What to work on
Transcribe the listing below only from the line with "(def ^:const default-last" up to and including the line with "loomis: Don't you".

*****

Issue #800, opened 2016-08-12
providing invalid filter responds with internal server error


loomis:
Providing an invalid filter as a query parameter for a search request (e.g. on https://nuv.la/api/event), causes the server to respond with an internal server error.

The error should instead be a 400 (client error) and the error message should indicate clearly what the problem was.

st:
- [x] change middleware order and add specific exception for bad CIMI param
- [ ] add unit tests

PR #851, opened 2016-09-21
Issue #800 invalid filter wrong exception

st:
Connected to #800

### DIFF
--- a/ssclj/jar/src/com/sixsq/slipstream/ssclj/middleware/cimi_params_impl.clj
+++ b/ssclj/jar/src/com/sixsq/slipstream/ssclj/middleware/cimi_params_impl.clj
@@ -9,7 +9,8 @@
     [com.sixsq.slipstream.ssclj.middleware.accepted-mime-types :as mime]
     [superstring.core :as s]
     [instaparse.core :as insta]
-    [com.sixsq.slipstream.ssclj.resources.common.debug-utils :as du]))
+    [com.sixsq.slipstream.ssclj.resources.common.debug-utils :as du]
+    [com.sixsq.slipstream.ssclj.resources.common.utils :as u]))
 
 
 (def ^:const default-last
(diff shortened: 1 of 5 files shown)


ssclj/jar/src/com/sixsq/slipstream/ssclj/resources/common/utils.clj
```diff
@@ -72,6 +77,12 @@
     (str "undefined action (" (name request-method) ", " action ") for " uri)
     404 uri))
 
+(defn ex-bad-CIMI-filter
+  [filter-param]
+  (-> (str "Wrong CIMI filter [" filter-param "], "
```
loomis: "Invalid CIMI filter" would be better than "Wrong CIMI filter".

ssclj/jar/src/com/sixsq/slipstream/ssclj/middleware/cimi_params_impl.clj
```diff
@@ -103,9 +104,9 @@
   (s/join " and " (map #(str "(" % ")") filters)))
 
 (defn throw-illegal-for-invalid-filter
-  [parse-result]
+  [filter-param parse-result]
   (if (insta/failure? parse-result)
-    (throw (Exception. (str "Invalid filter: " (insta/get-failure parse-result))))
+    (throw (u/ex-bad-CIMI-filter filter-param))
```
loomis: Don't you lose the actual parsing error by ignoring `parse-result`?  Having that error message is likely to be more useful than citing the standards document.

ssclj/jar/src/com/sixsq/slipstream/ssclj/resources/common/utils.clj
```diff
@@ -72,6 +77,12 @@
...
+           "Please consult 4.1.6.1 Filtering Collections of https://www.dmtf.org/sites/default/files/standards/documents/DSP0263_2.0.0.pdf")
```
loomis: See above.  I don't think citing the standard is useful.

Issue #785, opened 2016-07-18
Instance ID is not filled by SS client when error occurs during deployment


0xbase12:
This [run](https://nuv.la/run/19f78151-3f0a-4894-a5f8-896ae809fa5f) have failed due to a lack of ip  (cf. run-cancelled.png) and is indicated as "Cancelled". It not displayed in my active deployment (no-deploy), but the VM is still running on LAL cloud (vm-still-active). On the VM tab no vm can be killed (no-vm-killable). By elimination i was able to indicate which vm is the one we are talking about, but no button to kill it.
I can kill the vm if i click on Terminate (cf. run-cancelled.png) but i would never have re-openened this page it if i didn't saw that the vm was still alive on lal cloud web interface.
This [run](https://nuv.la/run/fb3d1384-705f-4c55-a243-a9b17a8f310e) is in the same state.

Could you please find a way to keep the deploys visible in Deployments as long as there is VM running in order to let user kill these zombies ?
![no-deploy](https://cloud.githubusercontent.com/assets/5518233/16909592/0847418e-4cd4-11e6-9b8a-585be2e5badb.png)
![no-vm-killable](https://cloud.githubusercontent.com/assets/5518233/16909590/08449bfa-4cd4-11e6-99eb-bb7b8fec1eba.png)
![run-cancelled](https://cloud.githubusercontent.com/assets/5518233/16909591/0846c36c-4cd4-11e6-88ed-0015c59fcb9d.png)
![vm-still-active](https://cloud.githubusercontent.com/assets/5518233/16909593/084d52fe-4cd4-11e6-9314-665b56371a44.png)

PR #852, opened 2016-09-21
Rewrite of static the method parseRunInstanceResult ...

schaubl:
...to be more smart in the retrieval of instance id and ip.
Connected to #785

### DIFF
--- a/jar-connector/src/test/java/com/sixsq/slipstream/connector/CliConnectorBaseTest.java
+++ b/jar-connector/src/test/java/com/sixsq/slipstream/connector/CliConnectorBaseTest.java
@@ -1,0 +1,94 @@
+package com.sixsq.slipstream.connector;
+
+/*
+ * +=================================================================+
+ * SlipStream Server (WAR)
+ * =====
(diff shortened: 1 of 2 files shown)


jar-connector/src/test/java/com/sixsq/slipstream/connector/CliConnectorBaseTest.java
```diff
@@ -0,0 +1,94 @@
...
+            if (output.contains(ip)) assertEquals(message, ip, resIp);
+        }
+
+        ArrayList<String> outputsWithException = new ArrayList<>();
+        outputsWithException.add(",");
+        outputsWithException.add("");
+        outputsWithException.add(","+ip);
+
+        for (String output: outputsWithException) {
+            Logger.info("Output: " + output);
```
konstan: Is this logging needed here?

schaubl: No, you're right, I did this while debugging this unit test but now it's part of the error message if the assertion fail. I will remove it.

Issue #817, opened 2016-08-16
store/load ServiceConfiguration entity to/from Elasticsearch as json


konstan:

konstan:
Demoed from branches https://github.com/slipstream/SlipStreamServer/tree/issue_%23817-serviceconfig-to-es
and 
https://github.com/slipstream/SlipStreamConnectors/tree/feature/service-config-in-es

on Fri Sep 16 CEST 2016

konstan:
TODO

- [ ] add editable `description` parameter for the connector instance itself with the default `Instance of connector {{connector name}}`,
- [ ] migrate other connectors (build list of current connectors and vote for the most important ones (probably the ones that are now used on nuv.la)),
- [ ] finalise `ss-config` utility that should load documents to DB (ES), use edn format for the input,
- [ ] updated SlipStream deployment regarding the new way of the service configuration.

konstan:
Here is the list of the first candidate connectors for migration to ssclj service.  Those are the ones currently used on nuv.la

- [ ] azure
- [ ] cloudstack
- [ ] ec2
- [ ] exoscale
- [ ] nativesoftlayer
- [ ] nuvlabox
- [ ] opennebula
- [x] openstack (done in https://github.com/slipstream/SlipStreamConnectors/tree/feature/service-config-in-es)
- [ ] stratuslabiter

loomis:
My personal opinion is that azure and nativesoftlayer could be deferred, if necessary.

mebster:
Yes.  But then we need to remove these connectors from Nuvla.

mebster:
An important issue raised and briefly discussed during the demo is support for i18n.  I've created an new issue to track that: https://github.com/SixSq/tasklist/issues/862.

konstan:
Demoed on Fri Oct  7 2016.
- building of enterprise SS from the feature branches
- deployment of 3.13 from enterprise snapshots
- migration of configuration from nuv.la to the deployed instance
- new ss-conf* utilities for the service configuration migration and update of the service configuration.

TODO

- [ ] documentation of migration procedure (to go to release notes)
- [ ] documentation of the new server configuration method and used utilities with examples.

PR #857, opened 2016-10-10
Service Configuration in Elasticsearch

konstan:
This set of changes moves the persistence of ServiceConfiguration entity from hsqldb to Elasticsearch as a set of two types of the documents
- service configuration itself (`configuration/slipstream` resource in SSCLJ)
- per connector instance configurations (`connector/<connector instance name>` resources in SSCLJ).

It also brings utility `ss-config` for managing the configuration via Elasticsearch and the migration utility `ss-config-migrate`.

I think it's better to squash when merging.

Here are the corresponding PR for connectors
https://github.com/slipstream/SlipStreamConnectors/pull/122
https://github.com/SixSq/SlipStreamConnectors/pull/33
https://github.com/SixSq/SlipStreamConnector-EC2/pull/27
https://github.com/SixSq/SlipStreamConnector-NuvlaBox/pull/9

Connected to #817


schaubl:
I've added @st to this PR so he can review the Clojure part and I will review the Java part.

Issue #877, opened 2016-11-14
refactor micro-service


loomis:
We are starting to have a number of micro-services in clojure that reuse the same basic ring application container. Copies of the code exist in all of the micro-services.

Refactor this to have a single application server package that can be required by the various micro-services, which then simply provide their own "defaults" and systemd service files.

loomis:
Refactor the PRS to use the generic ring container.  Before doing so, the code needs to be cleaned up (see #884).

PR #883, opened 2016-11-20
Feature/refactor webapp

loomis:
Connected to #877. 

Please review this PR, but do not merge it.  At least one of the real services should be refactored to use this generic service before merging the changes.


ring-container/src/sixsq/slipstream/server/ring_container.clj
```diff
@@ -0,0 +1,177 @@
...
+                 (log/error "failure when shutting down ring container:" (str e))))))))
+
+(defn- start-container
+  "Starts the aleph container with the given ring handler and on the given
+   port. Returns the server object that has been started, which can be stopped
+   by calling 'close' on the object."
+  [handler ^long port]
+  (log/info "starting aleph application container on port" port)
+  (let [start-server (dyn-resolve 'aleph.http/start-server)]
+    (log/info "started aleph application container on port" port)
```
konstan: This log message should go after `(start-server handler ...)`.

ring-container/src/sixsq/slipstream/server/ring_container.clj
```diff
@@ -0,0 +1,177 @@
...
+               (catch Exception e
+                 (log/error "failure when shutting down ring container:" (str e))))))))
+
+(defn- start-container
+  "Starts the aleph container with the given ring handler and on the given
+   port. Returns the server object that has been started, which can be stopped
+   by calling 'close' on the object."
+  [handler ^long port]
+  (log/info "starting aleph application container on port" port)
+  (let [start-server (dyn-resolve 'aleph.http/start-server)]
```
konstan: Why aleph is dynamically resolved instead of required explicitly?

ring-container/src/sixsq/slipstream/server/ring_container.clj
loomis: Yep.  Fixed in latest commit.

ring-container/src/sixsq/slipstream/server/ring_container.clj
loomis: When started as a daemon through the `main` function, the java class loader will be used.  As this class loader knows nothing about clojure source files, everything it needs to load the class must be available as compiled class files.  If aleph, environ, etc. were statically required, then the AOT compilation would also need to include those libraries as well, bloating the size of the jar file and causing potential conflicts with those dependencies on the classpath.

The AOT compilation of the`ring-container` namespace could be further reduced by removing the logging or also requiring it dynamically.  IMO, that seemed to be too much work for too little gain, but other opinions are welcome.

loomis:
@konstan Please review again and merge if OK.  We'll use the PRS as the guinea pig for the change, seeing as we're having problems with it anyway.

*****

Answer space
 (def ^:const default-last
(diff shortened: 1 of 5 files shown)


ssclj/jar/src/com/sixsq/slipstream/ssclj/resources/common/utils.clj
```diff
@@ -72,6 +77,12 @@
     (str "undefined action (" (name request-method) ", " action ") for " uri)
     404 uri))
 
+(defn ex-bad-CIMI-filter
+  [filter-param]
+  (-> (str "Wrong CIMI filter [" filter-param "], "
```
loomis: "Invalid CIMI filter" would be better than "Wrong CIMI filter".

ssclj/jar/src/com/sixsq/slipstream/ssclj/middleware/cimi_params_impl.clj
```diff
@@ -103,9 +104,9 @@
   (s/join " and " (map #(str "(" % ")") filters)))
 
 (defn throw-illegal-for-invalid-filter
-  [parse-result]
+  [filter-param parse-result]
   (if (insta/failure? parse-result)
-    (throw (Exception. (str "Invalid filter: " (insta/get-failure parse-result))))
+    (throw (u/ex-bad-CIMI-filter filter-param))
```
loomis: Don't you lose the actual parsing error by ignoring `parse-result`?  Having that error message is likely to be more useful than citing the standards document.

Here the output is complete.